The $p$-values for the intercept, `newprocess`, `time_dev`, and `temp_dev` are the same as in the coefficient table of the `glme` display. The small $p$-values for the intercept and `newprocess` indicate that these are significant predictors at the 5% significance level. The large $p$-values for `time_dev` and `temp_dev` indicate that these are not significant predictors at this level.

The $p$-value of 0.5552 for `supplier` measures the combined significance for both coefficients representing the categorical variable `supplier`. This includes the dummy variables `supplier_C` and `supplier_B` as shown in the coefficient table of the `glme` display. The large $p$-value indicates that `supplier` is not a significant predictor at the 5% significance level.

## Tips

• For each fixed-effects term, `anova` performs an F-test (marginal test) to determine if all coefficients representing the fixed-effects term are equal to 0.

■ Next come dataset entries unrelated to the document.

PR #426, opened 2021-08-12
Improve inference for apply nodes if FN node is from a parameter

notoraptor:
Use case:
```python
def cast(t, x):
    return t(x)
```
In such case, `t` comes with an abstract type and never goes through inference logic (as it's a parameter node, not a constant nor an apply). So, inference for apply `t(x)` won't be able to get inference function for `t`. This PR tries to fix it.

- Check apply's FN node abstract to get either inference function if available, or lookup inference in inferrers if FN has an abstract type.
- Add a utility method dispatch_inferences() to set multiple signatures for an inference.
- use dispatch_inferences() for constructors inferences: bool, int, float.
- Add a test for this case (test_scalar_cast).

Extracted from #421 

@breuleux @abergeron

### DIFF
--- a/myia/infer/infnode.py
+++ b/myia/infer/infnode.py
@@ -4,8 +4,6 @@ import types
 from dataclasses import dataclass
 from typing import Dict, Sequence, Tuple
 
-from ovld import OvldMC
-
 from myia.ir.node import SEQ
 
 from ..abstract import data, utils as autils
@@ -103,7 +101,7 @@ def signature(*arg_types, ret):
     return inference_function(_infer)
 
 
-class InferenceDefinition(metaclass=OvldMC):
+class InferenceDefinition:
     """Helper class to represent a signature."""
 
     __slots__ = "arg_types", "ret_type"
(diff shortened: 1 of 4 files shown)


myia/infer/infnode.py
```diff
@@ -89,14 +92,70 @@ def _infer(node, args, unif):
...
+        )
+        self.ret_type = _type_to_abstract(ret_type)
+
+    @classmethod
+    def without_value(cls, abstract: data.AbstractAtom):
+        """Get pure type from given abstract, without associated value.
+
+        Useful to lookup node abstract in registered signatures.
+        """
+        return data.AbstractAtom({"interface": abstract.tracks.interface})
```
breuleux: You should be able to do this more generally with something like this:

```python
@abstract_map.variant
def without_value(x: ValueTrack):
    return ValueTrack(ANYTHING)
```

That way, it also works recursively.

myia/infer/infnode.py
```diff
@@ -89,14 +92,70 @@ def _infer(node, args, unif):
...
+            f"expected {len(arg_types)}, got {len(inp_types)}"
+        )
         for inp_type, expected_type in zip(inp_types, arg_types):
             autils.unify(expected_type, inp_type, U=unif)
         return autils.reify(return_type, unif=unif.canon)
 
     return inference_function(_infer)
 
 
+class InferenceDefinition(metaclass=OvldMC):
```
breuleux: What does it need `OvldMC` for?

myia/infer/infnode.py
notoraptor: In fact, it's useless in current branch, so I removed it. I may apply your suggestions in next extracted PRs.

myia/infer/infnode.py
notoraptor: Usless here, indeed. Removed.

notoraptor:
@breuleux PR updated.

breuleux (approved):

When fitting a generalized linear mixed-effects (GLME) model using `fitglme` and one of the maximum likelihood fit methods (`'Laplace'` or `'ApproximateLaplace'`):

• If you specify the `'CovarianceMethod'` name-value pair argument as `'conditional'`, then the F-tests are conditional on the estimated covariance parameters.

• If you specify the `'CovarianceMethod'` name-value pair as `'JointHessian'`, then the F-tests account for the uncertainty in estimation of covariance parameters.

When fitting a GLME model using `fitglme` and one of the pseudo likelihood fit methods (`'MPL'` or `'REMPL'`), `anova` uses the fitted linear mixed effects model from the final pseudo likelihood iteration for inference on fixed effects.